### Listed records
---+---
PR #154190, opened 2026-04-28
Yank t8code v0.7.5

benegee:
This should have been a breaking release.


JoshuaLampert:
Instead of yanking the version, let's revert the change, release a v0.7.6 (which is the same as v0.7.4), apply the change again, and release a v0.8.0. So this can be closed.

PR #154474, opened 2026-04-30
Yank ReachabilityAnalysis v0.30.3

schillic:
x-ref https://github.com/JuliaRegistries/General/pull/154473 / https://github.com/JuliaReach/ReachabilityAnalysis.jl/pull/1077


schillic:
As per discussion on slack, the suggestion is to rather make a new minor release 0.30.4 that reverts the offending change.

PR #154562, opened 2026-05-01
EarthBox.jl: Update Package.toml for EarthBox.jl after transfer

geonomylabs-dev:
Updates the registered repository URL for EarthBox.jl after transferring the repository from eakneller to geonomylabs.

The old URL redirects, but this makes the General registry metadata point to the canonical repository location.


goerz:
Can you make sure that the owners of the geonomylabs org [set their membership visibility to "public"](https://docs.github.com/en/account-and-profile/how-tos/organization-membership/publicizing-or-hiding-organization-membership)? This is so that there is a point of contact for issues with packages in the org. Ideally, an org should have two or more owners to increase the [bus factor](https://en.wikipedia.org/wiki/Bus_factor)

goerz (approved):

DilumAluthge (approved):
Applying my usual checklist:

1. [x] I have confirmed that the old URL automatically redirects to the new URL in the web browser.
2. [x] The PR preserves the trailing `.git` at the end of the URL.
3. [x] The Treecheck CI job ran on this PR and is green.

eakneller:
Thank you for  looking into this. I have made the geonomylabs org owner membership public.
---+---
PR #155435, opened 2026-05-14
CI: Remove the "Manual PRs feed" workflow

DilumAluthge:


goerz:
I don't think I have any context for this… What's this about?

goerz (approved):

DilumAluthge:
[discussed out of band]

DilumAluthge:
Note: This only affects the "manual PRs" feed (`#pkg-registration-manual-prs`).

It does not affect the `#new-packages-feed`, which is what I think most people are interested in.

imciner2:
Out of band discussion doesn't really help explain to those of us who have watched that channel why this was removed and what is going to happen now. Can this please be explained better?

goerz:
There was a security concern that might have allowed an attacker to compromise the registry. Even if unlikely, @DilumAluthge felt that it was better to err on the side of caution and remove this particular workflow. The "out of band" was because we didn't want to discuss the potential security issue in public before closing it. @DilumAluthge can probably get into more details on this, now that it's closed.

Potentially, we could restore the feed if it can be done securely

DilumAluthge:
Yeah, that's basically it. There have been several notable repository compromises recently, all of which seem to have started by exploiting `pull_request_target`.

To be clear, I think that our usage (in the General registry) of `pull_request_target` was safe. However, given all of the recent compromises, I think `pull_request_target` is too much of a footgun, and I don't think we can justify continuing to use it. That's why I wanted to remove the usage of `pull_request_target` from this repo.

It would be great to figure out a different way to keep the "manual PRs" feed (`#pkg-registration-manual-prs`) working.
---+---
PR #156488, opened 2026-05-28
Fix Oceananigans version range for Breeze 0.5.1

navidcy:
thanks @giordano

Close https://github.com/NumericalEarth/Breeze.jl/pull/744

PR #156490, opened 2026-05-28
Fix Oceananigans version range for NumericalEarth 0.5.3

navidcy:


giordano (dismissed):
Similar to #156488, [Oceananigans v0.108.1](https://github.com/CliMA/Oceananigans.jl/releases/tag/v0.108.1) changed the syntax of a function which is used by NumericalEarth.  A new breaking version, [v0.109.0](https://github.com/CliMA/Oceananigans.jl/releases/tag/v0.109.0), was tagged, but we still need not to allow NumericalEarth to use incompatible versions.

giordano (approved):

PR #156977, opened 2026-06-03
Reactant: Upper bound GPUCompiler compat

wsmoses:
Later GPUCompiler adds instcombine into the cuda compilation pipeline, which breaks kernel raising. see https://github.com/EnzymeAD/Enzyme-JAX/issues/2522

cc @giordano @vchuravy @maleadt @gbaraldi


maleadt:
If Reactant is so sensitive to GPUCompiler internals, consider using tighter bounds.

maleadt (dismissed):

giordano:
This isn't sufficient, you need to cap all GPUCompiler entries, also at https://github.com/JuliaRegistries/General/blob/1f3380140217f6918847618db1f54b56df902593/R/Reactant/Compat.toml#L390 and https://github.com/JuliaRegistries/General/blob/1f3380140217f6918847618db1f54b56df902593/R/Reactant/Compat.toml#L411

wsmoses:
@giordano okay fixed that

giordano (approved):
---+---
### Problem requirements
Every line of the material that holds the word "better" must be found and copied.

### Solution
Out of band discussion doesn't really help explain to those of us who have watched that channel why this was removed and what is going to happen now. Can this please be explained better?
There was a security concern that might have allowed an attacker to compromise the registry. Even if unlikely, @DilumAluthge felt that it was better to err on the side of caution and remove this particular workflow. The "out of band" was because we didn't want to discuss the potential security issue in public before closing it. @DilumAluthge can probably get into more details on this, now that it's closed.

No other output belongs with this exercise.